Machine learning practitioners frequently observe tension between predictive accuracy and group fairness constraints -- yet sometimes fairness interventions appear to improve accuracy. We show that both phenomena can be artifacts of training data that misrepresents subgroup proportions. Under subpopulation shift (stable within-group distributions, shifted group proportions), we establish: (i) full importance-weighted correction is asymptotically unbiased but finite-sample suboptimal; (ii) the optimal finite-sample correction is a shrinkage reweighting that interpolates between target and training mixtures; (iii) apparent "fairness helps accuracy" can arise from comparing fairness methods to an improperly-weighted baseline.

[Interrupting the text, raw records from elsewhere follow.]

PR #1418, opened 2026-09-02
feat: add personal Server service lifecycle

Pika-Yalei:

Tracks #1298.

Implements the accepted service-lifecycle portions of RFC #1299. The tracking issue remains open for host-visible integration diagnostics, Windows support, and remaining platform acceptance coverage.

# Rationale for this change

`powercontext server run` is intentionally a foreground process, so closing its terminal or logging in again can leave personal agent integrations without a reachable Server. RFC #1299 defines an opt-in, distribution-owned native per-user service layer that preserves the foreground Server boundary and does not require privilege elevation.

- Adds `powercontext service install`, `status`, and `uninstall` with stable human-readable and JSON state.
- Adds a shared service definition/state model, endpoint preflight, ownership validation, idempotent reconciliation, rollback, executable-drift detection, and an internal one-shot launcher.
- Adds Linux `systemd --user` and macOS current-user LaunchAgent adapters with bounded restart behavior and explicit log locations.
- Keeps Windows explicitly unsupported until a qualified adapter is delivered.
- Reuses the existing Server runner and configuration semantics without changing `powercontext server run` foreground behavior.
- Extends `powercontext doctor` to correlate an optional matching local registration with manager and Server state.
- Updates English, Chinese, and Japanese user documentation and adds focused behavioral tests.

This PR does not implement host-visible `server_unavailable` warnings in agent integrations or a Windows Task Scheduler adapter; those remain separate delivery items under #1298.

Yes. Personal macOS and Linux installations gain the opt-in `powercontext service` command group for persistent background operation. The existing foreground command, HTTP API, configuration defaults, and persisted formats remain compatible. Managed deployments should continue to use their existing container or administrator-owned service manager.

# How was this change tested?

- `make check`
- `make test` — 990 passed, 11 skipped
- Equivalent strict documentation build with `uv run zensical build --clean -s`, plus generated OpenAPI comparison. The existing `make docs-test` wrapper uses GNU `install -D` and is not directly portable to the macOS BSD `install` command.
- `uv run powercontext service status --json` on macOS as a read-only supported/not-installed status check; no real service registration was created on the development machine.

Focused tests cover service definition rendering and tamper detection, install/idempotency/rollback/uninstall behavior, env-file permissions, endpoint conflicts, liveness identification, launcher preflight, CLI JSON output, and doctor output changes. Matching-runner native register/query/start/stop/remove coverage can be reviewed as a follow-up platform acceptance item under #1298.

# AI usage statement

OpenAI Codex (GPT-5.6-sol) was used to implement, review, and test this change. The author reviewed the resulting code and submits it for maintainer review.


src/powercontext/service/cli.py
```diff
@@ -0,0 +1,119 @@
...
+"""User-facing lifecycle commands for the personal PowerContext Server service."""
+
+from __future__ import annotations
+
+import json
+from pathlib import Path
+from typing import Annotated
+
+import typer
+import uvicorn as _server_role_dependency
```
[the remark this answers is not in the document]
Pika-Yalei: 已在 98b8f79 修复：service 命令门控现在导入完整的 powercontext.server.cli，而不是只检查 uvicorn。新增子进程测试，验证缺少 FastAPI 等完整 Server role 依赖时不会暴露该命令。

src/powercontext/service/model.py
```diff
@@ -0,0 +1,240 @@
...
+    def launcher_arguments(self) -> list[str]:
+        arguments = [
+            self.python_executable,
+            "-m",
+            "powercontext.service.launcher",
+            "--endpoint",
+            self.endpoint,
+        ]
+        if self.env_file is not None:
+            arguments.extend(("--env-file", self.env_file.path))
```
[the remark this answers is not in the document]
Pika-Yalei: 已在 98b8f79 修复：原生定义的 launcher 参数始终携带已记录的绝对 data dir，launcher 构造 ServerSettings 时强制应用它，并覆盖 env file 或 ambient POWERCONTEXT_HOME。新增遗漏持久化与覆盖优先级测试。

src/powercontext/service/adapters/launchd.py
```diff
@@ -0,0 +1,185 @@
...
+        return NativeRegistration(RegistrationState.INSTALLED, definition=definition, content=content)
+
+    def render(self, definition: ServiceDefinition) -> bytes:
+        log_dir = Path(definition.data_dir) / "logs"
+        payload: dict[str, Any] = {
+            "Label": self.identifier,
+            "ProgramArguments": definition.launcher_arguments(),
+            "RunAtLoad": True,
+            "KeepAlive": {"SuccessfulExit": False},
+            "ThrottleInterval": 5,
```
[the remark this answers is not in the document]
Pika-Yalei: 已在 98b8f79 修复：launchd 启动器现在用持久化失败状态记录 60 秒窗口内的启动尝试，最多 3 次；达到上限后返回成功状态以终止 KeepAlive 重启循环。手动再次执行 powercontext service install 会清空预算。新增了有限重试回归测试。

src/powercontext/service/adapters/launchd.py
```diff
@@ -0,0 +1,185 @@
...
+
+    def start(self, *, reload_definition: bool) -> None:
+        loaded = self._is_loaded()
+        if loaded and reload_definition:
+            self._run("bootout", self._target)
+            loaded = False
+        if not loaded:
+            registration = self.inspect()
+            if registration.definition is not None:
+                (Path(registration.definition.data_dir) / "logs").mkdir(mode=0o700, parents=True, exist_ok=True)
```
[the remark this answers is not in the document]
Pika-Yalei: 已在 98b8f79 修复：launchd 适配器在写入 plist 和 enable 注册前都会创建 data_dir/logs，不再依赖 start 阶段。测试验证日志目录在写入定义时已经存在。

src/powercontext/service/controller.py
```diff
@@ -0,0 +1,310 @@
...
+            changed = registration.definition != definition
+            manager_before = self._adapter.manager_state()
+            if changed:
+                self._commit_definition(definition, registration.content)
+            else:
+                self._adapter.enable()
+
+            should_restart = changed and manager_before is ManagerState.ACTIVE
+            if should_restart or initial_probe.state is not ProbeState.LIVE:
+                self._adapter.start(reload_definition=changed)
```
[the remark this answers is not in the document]
Pika-Yalei: 已在 98b8f79 修复：当 manager 已 active 但 endpoint unreachable 时，install 会执行受控 restart 并重新探活。新增 active-but-unreachable 恢复测试。

src/powercontext/service/probe.py
```diff
@@ -0,0 +1,79 @@
...
+            pass
+    except OSError:
+        return ProbeResult(ProbeState.UNREACHABLE, f"cannot reach {endpoint}")
+
+    request = Request(  # noqa: S310 - the endpoint is validated as loopback by the service controller.
+        f"{endpoint.rstrip('/')}/health/live",
+        headers={"Accept": "application/json", "User-Agent": "powercontext-service"},
+    )
+    try:
+        with urlopen(request, timeout=timeout) as response:  # noqa: S310
```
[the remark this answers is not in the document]
Pika-Yalei: 已在 98b8f79 修复：环回健康探针改为通过 ProxyHandler({}) 构造无代理 opener，不再读取 HTTP_PROXY、ALL_PROXY 等环境代理。新增了污染代理环境下的真实环回探针回归测试。

src/powercontext/service/adapters/systemd.py
```diff
@@ -0,0 +1,176 @@
...
+
+_METADATA = re.compile(rb"^# X-PowerContext-Metadata: ([A-Za-z0-9_=-]+)$", re.MULTILINE)
+
+
+class SystemdUserAdapter:
+    identifier = "powercontext.service"
+
+    def __init__(self, *, config_home: Path | None = None) -> None:
+        root = config_home or Path(os.environ.get("XDG_CONFIG_HOME", Path.home() / ".config"))
+        self.artifact_path = root / "systemd" / "user" / self.identifier
```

We provide an actionable evaluation protocol: fix representation (optimally) before fairness -- compare fairness interventions against a shrinkage-corrected baseline to isolate the true, irreducible price of fairness. Experiments on synthetic and real-world benchmarks (Adult, COMPAS) validate our theoretical predictions and demonstrate that this protocol eliminates spurious tradeoffs, revealing the genuine fairness-utility frontier.